■ Aim of the task: In the records below, find the line that contains "(diff shortened: 1 of 9 files shown)" and the line that contains "not back-ported correctly**", then retype exactly those two lines and every line between them.

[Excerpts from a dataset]
▬▬▬▬▬▬▬▬▬▬

PR #8290, opened 2026-06-17
feat(cli): add search by content command

### LINKED ISSUE #8265: CLI: Support search by content
## Description

Add support for searching artifacts by content using the CLI.

## API Endpoint

`POST /search/artifacts`

## Acceptance Criteria

- Search for artifacts by providing content (file or stdin)
- JSON and table output formats
- Support pagination and ordering

## Parent Epic

- #7162 (Phase 5)

vandanayadav7:
## Summary

Adds `acr search content` command to search artifacts by their content. Posts file content to the search API and returns matching artifacts. Supports canonicalized matching for format-independent comparison.

Fixes #8265

## Usage

```bash
# Search by exact content match
acr search content --file schema.json

# JSON output
acr search content --file schema.json -o json

# Canonical search (normalizes content before comparing — requires --type)
acr search content --file schema.json --canonical --type JSON

# Filter by group
acr search content --file schema.json -g my-group

# Read content from stdin
cat schema.json | acr search content --file -

# With pagination
acr search content --file schema.json -p 1 -s 20
```

## Behavior

| Scenario | Result |
|----------|--------|
| `--file schema.json` | Exact byte match against registry content |
| `--file schema.json --canonical --type JSON` | Normalizes content (sorts keys, strips whitespace) before comparing |
| `--canonical` without `--type` | Validation error — type is required for canonicalization |
| `--file -` | Reads content from stdin |
| No `--file` | Picocli error — required option |
| No matching content | Empty results (exit 0) |

## Changes

| File | Purpose |
|------|---------|
| `SearchByContentCommand.java` | New — `acr search content` with `--file`, `--canonical`, `--type`, `--group`, `--content-type` options |
| `SearchUtil.java` | New — extracted shared `printArtifactResults()` for table/JSON rendering (follows `RoleMappingUtil` pattern) |
| `ContentTypeDetector.java` | New — auto-detects content type from file extension (`.json`, `.avsc`, `.proto`, `.yaml`, `.xml`, etc.) |
| `FileUtils.java` | Added `readContentAsBytes()` for binary-safe file/stdin reading |
| `SearchArtifactsCommand.java` | Refactored to use `SearchUtil.printArtifactResults()` instead of inline rendering |
| `SearchGroupsCommand.java` | Added `Optional.ofNullable` null-safety on `results.getGroups()` |
| `SearchVersionsCommand.java` | Added `Optional.ofNullable` null-safety on `results.getVersions()` |
| `SearchCommand.java` | Registered `SearchByContentCommand` as subcommand, updated description |
| `SearchCommandTest.java` | 6 new tests: help, content match, group filter, no match, stdin, canonical validation, missing file |

## Test plan
- [x] `acr search content --help` shows usage
- [x] `acr search content --file schema.json` returns matching artifacts
- [x] `acr search content --file schema.json -g <group>` filters by group
- [x] `acr search content --file schema.json` with non-matching content returns empty
- [x] `acr search content --file - ` reads from stdin
- [x] `--canonical` without `--type` fails with validation error
- [x] Missing `--file` fails with picocli error
- [x] JSON and table output formats work correctly
- [x] 33 tests pass in `SearchCommandTest` (27 existing + 6 new)
- [x] Manual E2E testing on podman verified all scenarios

### DIFF
--- a/cli/src/main/java/io/apicurio/registry/cli/search/SearchArtifactsCommand.java
+++ b/cli/src/main/java/io/apicurio/registry/cli/search/SearchArtifactsCommand.java
@@ -1,33 +1,18 @@
 package io.apicurio.registry.cli.search;
 
-import com.fasterxml.jackson.core.JsonProcessingException;
 import io.apicurio.registry.cli.common.AbstractCommand;
 import io.apicurio.registry.cli.common.ArtifactOrderMixin;
 import io.apicurio.registry.cli.common.OutputTypeMixin;
 import io.apicurio.registry.cli.common.PaginationMixin;
 import io.apicurio.registry.cli.utils.Conversions;
 import io.apicurio.registry.cli.utils.OutputBuffer;
-import io.apicurio.registry.cli.utils.TableBuilder;
 import io.apicurio.registry.rest.client.search.artifacts.ArtifactsRequestBuilder;
-import io.apicurio.registry.rest.v3.beans.ArtifactSearchResults;
 import java.util.List;
 import picocli.CommandLine.Command;
 import picocli.CommandLine.Mixin;
 import picocli.CommandLine.Option;
 
-import static io.apicurio.registry.cli.utils.Columns.ARTIFACT_ID;
-import static io.apicurio.registry.cli.utils.Columns.ARTIFACT_TYPE;
-import static io.apicurio.registry.cli.utils.Columns.CREATED_ON;
-import static io.apicurio.registry.cli.utils.Columns.DESCRIPTION;
-import static io.apicurio.registry.cli.utils.Columns.GROUP_ID;
-import static io.apicurio.registry.cli.utils.Columns.LABELS;
-import static io.apicurio.registry.cli.utils.Columns.MODIFIED_BY;
-import static io.apicurio.registry.cli.utils.Columns.MODIFIED_ON;
-import static io.apicurio.registry.cli.utils.Columns.NAME;
-import static io.apicurio.registry.cli.utils.Columns.OWNER;
 import static io.apicurio.registry.cli.utils.Conversions.convert;
-import static io.apicurio.registry.cli.utils.Conversions.convertToString;
-import static io.apicurio.registry.cli.utils.Mapper.MAPPER;
 
 @Command(
         name = "artifact",
@@ -100,7 +85,7 @@ public class SearchArtifactsCommand extends AbstractCommand {
             //noinspection ConstantConditions
             applyFilters(r.queryParameters);
         }));
-        printResults(output, results);
+        SearchUtil.printArtifactResults(output, results, outputType, pagination);
     }
 
     private void applyFilters(final ArtifactsRequestBuilder.GetQueryParameters params) {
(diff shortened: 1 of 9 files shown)


jsenko (commented):
## PR #8290 Review: `feat(cli): add search by content command`

### Overall Assessment

This is a well-structured PR that adds `acr search content` and extracts shared rendering into `SearchUtil`. The code follows CLI conventions and the tests are solid. I have a few issues worth addressing:

---

### Issues

**1. Null-safety inconsistency introduced in `SearchUtil` but not back-ported correctly**

`SearchUtil.java:48` wraps `results.getArtifacts()` in `Optional.ofNullable(...).orElse(List.of())`, but the original `SearchArtifactsCommand.printResults` called `results.getArtifacts().forEach(...)` directly (no null guard). This is a behavioral change to the existing `search artifact` command during a refactor — it's defensive and probably fine, but it's a silent behavior change that should be called out. 

More importantly, `SearchGroupsCommand` and `SearchVersionsCommand` still have their own inline `printResults` with the old pattern (`results.getGroups().forEach(...)` without null guard). If null-safety matters here, it should be consistent across all search commands. If it doesn't matter (because the API never returns null lists), remove the `Optional` wrapper to match the existing style.

**2. The `--content-type` default of `application/json` is too opaque**

`SearchByContentCommand.java:55-58` — The `--content-type` defaults to `application/json`. If someone searches with a Protobuf or Avro file, the default silently sends the wrong content type. The server's `searchArtifactsByContent` at `SearchResourceImpl.java:172` calls `getContentType()` to read the actual request header, so this `contentType` option is passed as the second argument to the `.post()` call and becomes the HTTP `Content-Type`. This means:

- For binary formats (Protobuf), `application/json` is wrong and could cause server-side parsing issues.
- The description says "Defaults to application/json" but doesn't warn that mismatches may cause search failures.

Consider: either auto-detect from file extension (like other CLI commands may do), or at minimum document this more clearly in the `--help` text.

**3. `--type` is ambiguous**

`SearchByContentCommand.java:41-44` uses `--type` for artifact type. But `SearchVersionsCommand` uses `--type` for the same purpose with a richer description: `"Filter by artifact type, exact match (e.g. AVRO, JSON, PROTOBUF, OPENAPI, ASYNCAPI). Use 'acr version' to see all supported types."` The new command's description just says `"Artifact type (e.g. AVRO, JSON, PROTOBUF, OPENAPI). Required when using --canonical."` — it's missing ASYNCAPI and the hint about `acr version`. Minor, but consistency matters in a CLI.

**4. Partial refactor — `SearchGroupsCommand` and `SearchVersionsCommand` still have inline `printResults`**

The PR extracts `printArtifactResults` into `SearchUtil` for `ArtifactSearchResults`, but `SearchGroupsCommand` and `SearchVersionsCommand` still have their own `printResults` methods. This is fine if the intent is incremental, but the PR description says "extracted shared `printArtifactResults()` for table/JSON rendering" which suggests the motivation is DRY. If so, `SearchUtil` should also have `printGroupResults` and `printVersionResults`. If the intent is just to share between `SearchArtifactsCommand` and `SearchByContentCommand`, that's fine — but then `SearchUtil` is arguably premature extraction for just two callers.

Not blocking, but worth a note for follow-up.

**5. Missing aliases**

`SearchGroupsCommand` has `aliases = {"groups"}` and `SearchVersionsCommand` presumably has similar plural aliases. `SearchArtifactsCommand` uses `name = "artifact"` with an alias. The new `SearchByContentCommand` has only `name = "content"` with no aliases. Consider whether `contents` or `by-content` would be useful for discoverability/consistency.

**6. No stdin test**

The command supports `--file -` for stdin (via `FileUtils.readContent`), and the PR description lists this as a feature, but there's no test for stdin reading. This is the hardest code path to test (requires redirecting `System.in`), but it's worth noting the gap.

### Nits

- `SearchByContentCommand.java:70` — The `content` String is read, then immediately converted to `byte[]` via `.getBytes(StandardCharsets.UTF_8)`, then wrapped in `ByteArrayInputStream`. Since `FileUtils.readContent` already reads the file as a String, this round-trips through String encoding. If the file is binary (e.g., Protobuf), this could corrupt the content. Consider using a `readContentAsBytes` variant that returns `byte[]` directly, or at least a `readContentAsInputStream`. This is a latent correctness issue for non-text content types.

- Test method `testSearchByContentHelp` (`SearchCommandTest.java:338`) is duplicated — `testSearchHelp` at line 46 already calls `testHelpCommand("search", "content")`. Both will pass, it's just unnecessary.

### What's Good

- Clean use of `FileUtils.readContent` for file/stdin handling
- Proper `--canonical` / `--type` validation with `CliException`
- Tests cover the important paths: match, group filter, no match, missing file, canonical validation
- Correct pagination offset calculation matching the pattern
- Proper use of `convert()` for model translation

### Verdict

Solid PR, a few things to address before merging — primarily the content-type default being silently wrong for non-JSON content (#2) and the String-to-bytes round-trip for binary content (nit). The rest are consistency/polish items.

EricWittmann (approved):
LGTM - clean implementation of the new `acr search content` command. Good use of shared utilities (SearchUtil), null-safety improvements, and solid test coverage.

EricWittmann:
👍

▬▬▬▬▬▬▬▬▬▬

■ Answer box:
(diff shortened: 1 of 9 files shown)


jsenko (commented):
## PR #8290 Review: `feat(cli): add search by content command`

### Overall Assessment

This is a well-structured PR that adds `acr search content` and extracts shared rendering into `SearchUtil`. The code follows CLI conventions and the tests are solid. I have a few issues worth addressing:

---

### Issues

**1. Null-safety inconsistency introduced in `SearchUtil` but not back-ported correctly**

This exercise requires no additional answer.